GateHouse has new parent
The media company that owns some major regional dailies and more than 100 weekly newspapers in the state has a new Japanese owner, Melissa Hanson of MassLive reports. SoftBank Group said it would merge with Fortress Investment Group in a $3.3. billion deal. Fortress acquired GateHouse media—publisher of the Telegram & Gazette and the Patriot Ledger, among others—in 2015. No word on how the sale might impact the local papers, which reportedly underwent a round of cost-cutting just last summer.
‘Dark Money: Pro-Charter-School Fat Cats’
Writing at his WGBH blog, Maurice Cunningham thinks it’s only a matter of time before the folks at the Office of Campaign and Political Finance pry open the financial books of Families for Excellent Schools, the pro-charter school group that backed the unsuccessful Question 2 initiative. He explains why.
MGM says no early opening in Springfield
MGM Springfield’s president says the downtown casino will open as scheduled in September of 2018, despite the suggestion by some local development officials that it could be ready for action before that, Dan Glaun of MassLive reports. The casino is halfway through construction and the state is ahead of schedule on the reconstruction of a local highway that had pushed the opening back by a year.
Don’t forget the 1944 German spy landing via U-boat in Maine
A MASSterList reader writes in to thank us for the link to yesterday’s Globe piece by Roy Greene on past German U-boat activity off the coast of New England. But the reader adds: “He missed one major incident here in New England—a 1944 German spy landing via U-boat in Hancock Point, ME—which I remember from vacationing up there as a kid. Here’s a link from the Patriot-Ledger if you are interested.” We’re indeed interested and the link is below.
Sunday public affairs TV
This Is New England, NBC Boston Channel 10, 9:30 a.m. With host Latoyia Edwards, this week’s topic: Immigration: Bans, Raids and Our Safety. Guests: Jessica Vaughn, Center for Immigration Studies, Eva Millona, of the Mira Corp., and Todd McGhee, Protecting the Homeland Security
This Week in Business, NECN, 10 a.m. Rockland Trust CEO Chris Oddleifson on the New England economy and the future of the bank; Greater Boston Chamber CEO Jim Rooney on the business response to the Trump Immigration executive order; plus Doug Banks, editor of the Boston Business Journal Editor, on the movie tax remaining in the budget, the South Boston helipad situtation the Lahey-Bermuda bribery allegation and other issues.
CEO Corner, NECN, 10: 30 a.m.
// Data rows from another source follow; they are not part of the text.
Issue #800, opened 2017-03-03
Implement Serialize/Deserialize for CStr


jonhoo:
`serde` currently ships with an `impl` of `Serialize` and `Deserialize` for [`str`](https://github.com/serde-rs/serde/blob/master/serde/src/ser/impls.rs#L80) and [`String`](https://github.com/serde-rs/serde/blob/master/serde/src/ser/impls.rs#L90), but not for the null-terminated C-like string types [`ffi::CStr`](https://doc.rust-lang.org/std/ffi/struct.CStr.html) and [`ffi::CString`](https://doc.rust-lang.org/std/ffi/struct.CString.html). Under the hood, these string implementations are very similar, and providing serialization implementations for the latter two shouldn't be too hard. Are there any particular reasons why `impl`s for these types are not provided?

dtolnay:
No reason. Would you be able to send a PR adding these two impls?

jonhoo:
@dtolnay I'll give it a shot. Should this be placed under its own flag, given that it's in `ffi`?

dtolnay:
No, both types are in std so they should be behind the `std` feature.

One open question is how you intend to handle non-UTF8 strings.

jonhoo:
I was thinking of serializing through `[u8]` rather than as strings, which should work fine, right?

dtolnay:
Sure, that works.

jonhoo:
@dtolnay patch in #801.

PR #801, opened 2017-03-03
impls for null-terminated FFI string types

jonhoo:
From #800: `serde` currently ships with an `impl` of `Serialize` and `Deserialize` for [`str`](https://github.com/serde-rs/serde/blob/master/serde/src/ser/impls.rs#L80) and [`String`](https://github.com/serde-rs/serde/blob/master/serde/src/ser/impls.rs#L90), but not for the null-terminated C-like string types [`ffi::CStr`](https://doc.rust-lang.org/std/ffi/struct.CStr.html) and [`ffi::CString`](https://doc.rust-lang.org/std/ffi/struct.CString.html). Under the hood, these string implementations are very similar, and providing serialization implementations for the latter two shouldn't be too hard.

This patch adds serialization and deserialization of those types through null-terminated `[u8]`s. I'm guessing I should also implement tests for this, but didn't find where those should go. Feedback welcome!

### DIFF
--- a/serde/src/de/impls.rs
+++ b/serde/src/de/impls.rs
@@ -25,6 +25,8 @@ use std::net;
 #[cfg(feature = "std")]
 use std::path;
 use core::str;
+#[cfg(feature = "std")]
+use std::ffi::{CStr, CString};
 
 #[cfg(feature = "std")]
 use std::rc::Rc;
@@ -290,6 +292,33 @@ impl Deserialize for String {
         where D: Deserializer
     {
         deserializer.deserialize_string(StringVisitor)
+    }
+}
+
+///////////////////////////////////////////////////////////////////////////////
+
+#[cfg(feature = "std")]
+impl Deserialize for Box<CStr> {
+    fn deserialize<D>(deserializer: D) -> Result<Self, D::Error>
+        where D: Deserializer
+    {
+        use std::mem;
+        let s = try!(CString::deserialize(deserializer));
+        let slice = s.into_bytes_with_nul().into_boxed_slice();
+        Ok(unsafe { mem::transmute::<Box<[u8]>, Box<CStr>>(slice) })
+    }
+}
+
+
+#[cfg(feature = "std")]
+impl Deserialize for CString {
+    fn deserialize<D>(deserializer: D) -> Result<CString, D::Error>
+        where D: Deserializer
+    {
+        let mut v: Vec<u8> = try!(Deserialize::deserialize(deserializer));
+        v.pop(); // cut trailing NULL, because CString::new adds it
+        CString::new(v)
+            .map_err(|e| Error::custom(format!("unexpected NULL at byte {}", e.nul_position())))
     }
 }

Eversource CEO Jim Judge on his goals for the company, the price of power, the power supply and the future of alternative energy sources.
On The Record, WCVB TV Channel 5, 11 a.m. This week’s guest: Dr. Tommy Chang, Superintendent of Boston Public Schools, who speaks with anchor Ed Harding and co-anchor Janet Wu.
CityLine, WCVB TV Channel 5, 12 p.m. With host Karen Holmes Ward, this week’s focus: Boston Arts Leaders in Diversity, Resistance, and Community.
DC Dialogue, NECN, 12:30 p.m. Somerville Mayor Joseph Curtatone and UMass Medical Chancellor Michael Collins, MD talk about the impact of President Trump’s immigration order; plus, the role of the New England Congressional delegation in the era of Trump.